Algebra with surds

[dariel]

I'm following a worked example for an electronics problem, but can't see how my lecturer got from one step to the next, most of the people in the class have good algebra so he doesn't explain. Usually I can get it after the class but this one has me stuck. I'm not sure of the method to use on the surd.

If anyone can explain I'd really appreciate it.

[MATH] \frac{-RC \pm \sqrt{R^2C^2-4LC}}{2LC}=\frac{-R}{2L} \pm \frac{R}{2L} \sqrt {1-\frac{4L}{R^2C}}[/MATH]
The part that gets me is getting the [MATH]\frac{R}{2L}[/MATH] out in front of the surd I think. I've managed to do the other manipulations fine.

 

[pka]

I'm following a worked example for an electronics problem, but can't see how my lecturer got from one step to the next, most of the people in the class have good algebra so he doesn't explain. Usually I can get it after the class but this one has me stuck. I'm not sure of the method to use on the surd. If anyone can explain I'd really appreciate it.
[MATH] \frac{-RC \pm \sqrt{R^2C^2-4LC}}{2LC}=\frac{-R}{2L} \pm \frac{R}{2L} \sqrt {1-\frac{4L}{R^2C}}[/MATH]The part that gets me is getting the [MATH]\frac{R}{2L}[/MATH] out in front of the surd I think. I've managed to do the other manipulations fine.
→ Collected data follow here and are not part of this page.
PR #1729, opened 2024-07-16
USAGOV-1674 GTM category tag

omerida:
## Jira Task

https://cm-jira.usa.gov/browse/USAGOV-1674

## Description

Adds benefit categories to the datalayer for Google Tag Manager for analysis
## Type of Changes

- [ ] New Feature
- [ ] Bugfix
- [x] Frontend (Twig, Sass, JS) Techincally, it's a twig update but there should be no visual changes. The source for the page changes:

image

- [ ] Documentation
- [ ] Infrastructure
  - [ ] CMS
  - [ ] WAF
  - [ ] Egress
  - [ ] Tools
- [ ] Other

## Testing Instructions

Setup the benefits search with some tagged pages. You should see one or two new values in the datalayer for standard pages.
### Change Requirements

- [ ] Requires New Config
- [ ] Requires New Content

### Validation Steps

- View source for a standard page that's been tagged to one or more benefit categories. The datalayer (script tag with id=taxonomy-data)  should have entries that look like the following. Categories should be separated by a `;`
```
      "hasBenefitCategory": true,
      "benefitCategories": "Housing; Utilities",
```
- View source for a standard page that has not been tagged. The datalayer should only have one entry

```
      "hasBenefitCategory": false,
```
- All other pages should not include either of these json keys.

## Security Review

- [ ] Requires SSPP updates

## Reviewer Reminders

- Reviewed code changes
- Reviewed functionality


akf (changes requested):
Looks good. I see one possible gap: Currently, you're including `"hasBenefitCategory": false,` only on content types that could have a benefit category. I'll defer to the Analytics team on whether they'd prefer to have `hasBenefitCategory` in the dataLayer on all pages, or if they prefer this approach. (The conversation in Jira implies "all pages" to me, but it's not definitive.) 

Second, there is a lint error about using "true" and "false" in the php code instead of "TRUE" and "FALSE."

omerida:
@akf got clarification via Jira about how to implement and fixed the casing of bools.

web/themes/custom/usagov/templates/html.html.twig
```diff
@@ -61,6 +61,11 @@
       {{'homepageTest'|json_encode(constant('JSON_PRETTY_PRINT'))|raw }}: {{front|json_encode(constant('JSON_PRETTY_PRINT'))|raw }},
       {{'basicPagesubType'|json_encode(constant('JSON_PRETTY_PRINT'))|raw }}: {{pagetype|json_encode(constant('JSON_PRETTY_PRINT'))|raw }},
       {{'Page_Type'|json_encode(constant('JSON_PRETTY_PRINT'))|raw }}: {{datalayer_pagetype|json_encode(constant('JSON_PRETTY_PRINT'))|raw }},
+      {{'hasBenefitCategory'|json_encode(constant('JSON_PRETTY_PRINT'))|raw }}: {{datalayer_hasBenefitCategories|json_encode(constant('JSON_PRETTY_PRINT'))|raw }}
```
akf: Need a comma at the end of this line.

akf (changes requested):
I probably could have noticed this earlier, but the "hasBenefitCategory" output needs a comma at the end. 

Oddly less important, I see that some pages still don't have the `"hasBenefitCategory": false` line. It's because there's an `{% if nodetype == "basic_page" %}` clause around the text you edited in the twig file, and an `else` clause for other page types. (Example non-basic_page page: http://localhost/benefit-finder/death ). 

(Looking at *why* there's an if/else clause, I see that there's a different variable output for `Page_Type`. It took me some squinting so I thought I'd save you that at least.)

web/themes/custom/usagov/templates/html.html.twig
omerida: good catch.  

Could we refactor how this is done in the future? Doing it in the template seems messy, seems like you could do the same with a preprocess hook to set the `$datalayer` variable (would have to be an object or array) and then have one line in twig to render it to JSON.

akf: Yes, I think that's a good idea.

omerida: i'll file a jira ticket

akf (changes requested):
Love the comma! 

I should have noticed this before -- this implementation puts out 

```"hasBenefitCategory": true,```
 
on pages that could be tagged, regardless of whether any categories are tagged. So I see this value as true on /flag, for example. Looking at the original request and also your description on the PR, we do want "false" in that case. (So it's a bit redundant wit the presence of the list.)

omerida:
Sorry. I should have caught that too after consolidating the logic. I've updated and checked that it outputs false on /flag, true + category list on a page that's been tagged.

I noticed this only adds these for "Standard Pages" but not on other node types like a Life Event in benefit finder. I'm wondering if that's OK ...

akf:
> I noticed this only adds these for "Standard Pages" but not on other node types like a Life Event in benefit finder. I'm wondering if that's OK ...

I'm fairly certain we want it on all pages. We need it in that "else" clause starting on line 100 of the html.html.twig file.

The Analytics team could probably work with not having it on all pages, but I think it's easier if they can just rely on having it everywhere.

omerida:
> I'm fairly certain we want it on all pages. We need it in that "else" clause starting on line 100 of the html.html.twig file.

All set and tested

akf (approved):
Checked a variety of content types and page types; looks good!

Please tell us which of these is true: \(\displaystyle R>0,~L>0,\text{ or }C>0\)

 

[dariel]

Ah, apologies, LHS = 0, and RHS is the re-arrangement of the left, all are > 0

 

[pka]

Please tell us which of these is true: \(\displaystyle R>0,~L>0,\text{ or }C>0\)

Thank you, otherwise it ain't true.

\(\displaystyle \sqrt{R^2C^2 - 4LC} = \sqrt{{R^2}{C^2} - \frac{{4L{C^2}{R^2}}}{{C{R^2}}}} \\
= RC\sqrt {1 - \frac{{4L}}{{C{R^2}}}}\)

 

[JeffM]

i am going to do this step by step. (It is just a longer way to do what pka did.)
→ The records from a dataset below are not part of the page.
PR #1754, opened 2024-07-25
USAGOV-1727 - /node/ paths in Published Pages Report (static site generator)

DaleMHFrey:
https://cm-jira.usa.gov/browse/USAGOV-1727

## Description
* Fixed a situation where trying to change an alias of a Spanish Basic-Page node would crash the PHP-thread with an error of; `External URLs do not have internal route parameters `
* Fixed a situation where the taxonomy/breadcrumbs (found in the page source-code around the `dataLayer` area) were not always loading the alias-paths for certain nodes
    * this seemed to be an issue with Basic-Page nodes set to the Spanish language

## Type of Changes

- [ ] New Feature
- [X] Bugfix
- [ ] Documentation
- [ ] Infrastructure
  - [ ] CMS
  - [ ] WAF
  - [ ] Egress
  - [ ] Tools
- [ ] Other

## Testing Instructions
1.Edit a node like `/node/1919/edit` and try to change its alias-path. Notice how it crashes on Dev/Test. Now try again after this merge.
1. Run the static-site generator. Before this merge `/node/1919` shows up in the static-site generator. After this marge, its alias path is used instead.

### Change Requirements

- [ ] Requires New Config
- [ ] Requires New Content

### Validation Steps

- Test instruction 1
- Test instruction 2
- Test instruction 3

## Security Review

- [ ] Requires SSPP updates

## Reviewer Reminders

- Reviewed code changes
- Reviewed functionality

4. Find the commit of this pull request.
5. Build and deploy the changes.
6. Update the Jira ticket by changing the ticket status to `Review in Test` and add a comment. State whether the change is already visible on [cms-dev.usa.gov](http://cms-dev.usa.gov/) and [beta-dev.usa.gov](http://beta-dev.usa.gov/), or if the deployment is still in process.


web/themes/custom/usagov/usagov.theme
```diff
@@ -10,6 +10,32 @@ use Drupal\taxonomy\Entity\Term;
...
+ * so in here we will notice when we are on a /node/#### page, and manually lookup the alias
+ * from the path_alias table.
+ */
+function usagov_preprocess_block__usagov_taxonomy_links(&$variables) {
+
+    // In theory, this should return an alias-path, but in certain edge-cases, we get the system path.
+    $urlToPass = \Drupal::request()->getRequestUri();
+
+    // If we are NOT seeing an alias path...
+    if ( substr($urlToPass, 0, 6) === '/node/' ) {
```
akf, line 24: If we go forward with this, let's log a warning here, so we can look for this kind of thing in our logs and know when we have problems to fix.

akf (changes requested):
This led me to look at the path aliases in a more specific way, and I think I found the cause of these particular paths getting picked up in static site generation. I put a lengthy explanation on the Jira ticket. 

I'm flagging this as "changes requested," but I'm not sure whether we want to keep any of this approach. What I'm seeing is that the dataLayer values are closer to correct in the /node/ directory with this update, but they're not really right (the paths for Spanish-language pages should start with /es) and they do already come out correctly when the page is accessed from the "correct" path alias.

[MATH]\dfrac{-\ rc \pm \sqrt{r^2c^2 - 4kc}}{2kc} =[/MATH]
[MATH]\dfrac{-\ rc \pm \sqrt{r^2c^2 - \dfrac{4kc^2}{c}}}{2kc} =[/MATH]
[MATH]\dfrac{-\ rc \pm \sqrt{c^2 \left ( r^2- \dfrac{4k}{c} \right)}}{2kc} =[/MATH]
[MATH]\dfrac{-\ r \cancel {c} \pm \cancel {c} \sqrt{r^2 - \dfrac{4k}{c}}}{2k \cancel {c}} =[/MATH]
[MATH]\dfrac{-\ r \pm \sqrt{r^2 - \dfrac{4k}{c}}}{2k} = [/MATH]
[MATH]\dfrac{-\ r \pm \sqrt{r^2 - \dfrac{4kr^2}{cr^2}}}{2k} = [/MATH]
[MATH]\dfrac{-\ r \pm \sqrt{r^2 \left (1 - \dfrac{4k}{cr^2} \right )}}{2k} =[/MATH]
[MATH]\dfrac{-\ r \pm r\sqrt{1 - \dfrac{4k}{cr^2}}}{2k} = \dfrac{-\ r}{2k} \pm \dfrac{r}{2k} \sqrt{1 - \dfrac{4k}{cr^2}}.[/MATH]

 

[dariel]

Excellent, thank you both for your time. I see the strategy now, in order to get the C and the R out.

I'm hoping this is a fixed form I will need to use, not sure I would have come up with that myself if presented with only the LHS.